O álcool fazia de mim um perigo
para a sociedade
É difícil me perdoar por ter dirigido alcoolizada, e é doloroso pensar
que muita coisa poderia ter acontecido.
"Não se mexa que eu já
chamei ajuda. Você está sangrando muito." Ouvi isso mas não consegui
enxergar o rosto de quem falava.
O airbag do carro impedia qualquer movimento
da minha cabeça. Eu estava imóvel dentro do carro que se equilibrava em uma
árvore. Senti a boca cheia de pedra e apaguei.
Algum tempo depois estava
deitada olhando para aquelas luzes insuportavelmente brancas de hospital.
Naquela noite eu tinha entregado
meu trabalho de conclusão de curso da faculdade. Sentia um misto de tristeza e
euforia —péssima combinação para a minha doença.
Paulo, meu melhor amigo na
faculdade, estava sentado comigo no bar. Ele sempre bebia muito, mas parava
(hoje sei que é um abusador do álcool, não um doente.)
Ficamos um tempo conversando e
bebendo, mas alguma coisa estava muito errada. Eu não me sentia à vontade ali,
naquele dia o álcool não tinha um efeito calmante, muito pelo contrário: estava
me deixando mais nervosa e aflita.
"Paulinho, vamos embora, não quero mais
ficar aqui." Fui pegar meu carro.
Naquela época, não era tão
frequente blitz policial (não que isso fosse um
empecilho para mim...).
Dirigia rumo à minha casa quando Paulo (que muitas
vezes dormia lá) me disse: "Me leva pra casa que hoje quero dormir
bem".
Por um milagre não discuti e fiz o que ele queria. Talvez porque estivesse
cansada-com-sono-triste-eufórica-aflita-angustiada. E bêbada.

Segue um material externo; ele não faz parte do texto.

PR #5609, opened 2025-11-26
[stdlib] Fix: Switch `TestReport.name` from `StaticString` to `String`

josiahls:
This is to support runtime test discovery.

Example runtime test discovery:
```mojo
from subprocess import run
from testing.suite import TestSuiteReport, TestReport, TestResult
from builtin._location import __call_location
from pathlib import Path

comptime TEST_DIR = Path("tests")

def test_file(file: Path) -> TestReport:
    var result = run("pixi run test " + String(file))
    if "Unhandled exception caught during execution" in result:
        return TestReport.failed(
            name=file.name(), duration_ns=0, error=Error(result)
        )
    return TestReport.passed(name=file.name(), duration_ns=0)

def walk_tests(path: Path, mut test_results: List[TestReport]):
    for f in path.listdir():
        file = path / f
        if file.is_file() and file.suffix() == ".mojo":
            var result = test_file(file)
            test_results.append(result^)
        elif file.is_dir():
            walk_tests(file, test_results)


def main():
    var test_results = List[TestReport]()
    walk_tests(TEST_DIR, test_results)
    var report = TestSuiteReport(
        reports=test_results^, location=__call_location[inline_count=0]()
    )
    print(report)
```
Compile time inter-file test discover also still works:
```mojo
from testing import assert_equal, TestSuite

def test_lightbug_http_backend():
    assert_equal(2, 1)

def main():
    TestSuite.discover_tests[__functions_in_module()]().run()
```
Example output:
Screenshot 2025-11-26 at 3 43 29 PM

### DIFF
--- a/mojo/stdlib/stdlib/testing/suite.mojo
+++ b/mojo/stdlib/stdlib/testing/suite.mojo
@@ -121,7 +121,7 @@ struct TestReport(Copyable, Movable, Writable):
 
     comptime _ErrorIndent = 3
 
-    var name: StaticString
+    var name: String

Depois de deixá-lo, fui, ou
tentei ir, pra casa. Como fazia aquele percurso praticamente todos os dias,
seria fácil chegar ao destino.
Quando entrei no bairro onde morava, faltando
pouco mais de cinco minutos pra estacionar, já me sentia segura. A sensação de
quase casa me fez acender um cigarro e aumentar um pouco o som.
Cantando, me
distraí e num movimento displicente deixei o cigarro aceso cair no chão do
passageiro. Imediatamente fui tentar reaver o cigarro com o carro em movimento
mesmo. Bastaram poucos segundos para eu pegar a bituca e levar a maior porrada
que já senti.
Não larguei o volante e o carro foi parar numa árvore, sem nenhum
freio.
Deu perda total. O airbag abriu
e eu me fodi. Paulinho provavelmente não teria sobrevivido se estivesse comigo,
porque o único espaço interno sem nenhuma ferragem era aquele em que eu estava
graças ao airbag.
As pedras que senti na boca eram três dentes destroçados. Em
minutos eu mudei o destino final daquela noite. Em vez de deitar na minha cama,
fui parar num leito de hospital.
Hoje, passados quinze anos,
experimento uma sensação de estranheza ao lembrar daquele dia. Parece que estou
contando a história de outra pessoa.
Os resquícios desse acidente se resumem a
alguns probleminhas na mandíbula e na arcada dentária. Poderia ter sido pior,
poderia ter havido consequências piores. É uma merda lembrar disso e escrever
sobre isso porque não tem nada a ver com tudo que sou hoje.
Estar em
recuperação é mergulhar em um intensivão de autoconhecimento e ir clareando o
que é a vida, do que eu realmente gosto e quem eu sou.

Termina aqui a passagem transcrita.